Required work — Make an exact copy of the entries that come next.

===============

PR #2129, opened 2022-02-22
HBA1C parameter

sam9111:
Added HBA1C parameter to consultation form.
Screenshot 2022-02-22 at 4 21 34 PM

===============

Task response —
PR #2129, opened 2022-02-22
HBA1C parameter

sam9111:
Added HBA1C parameter to consultation form.
Screenshot 2022-02-22 at 4 21 34 PM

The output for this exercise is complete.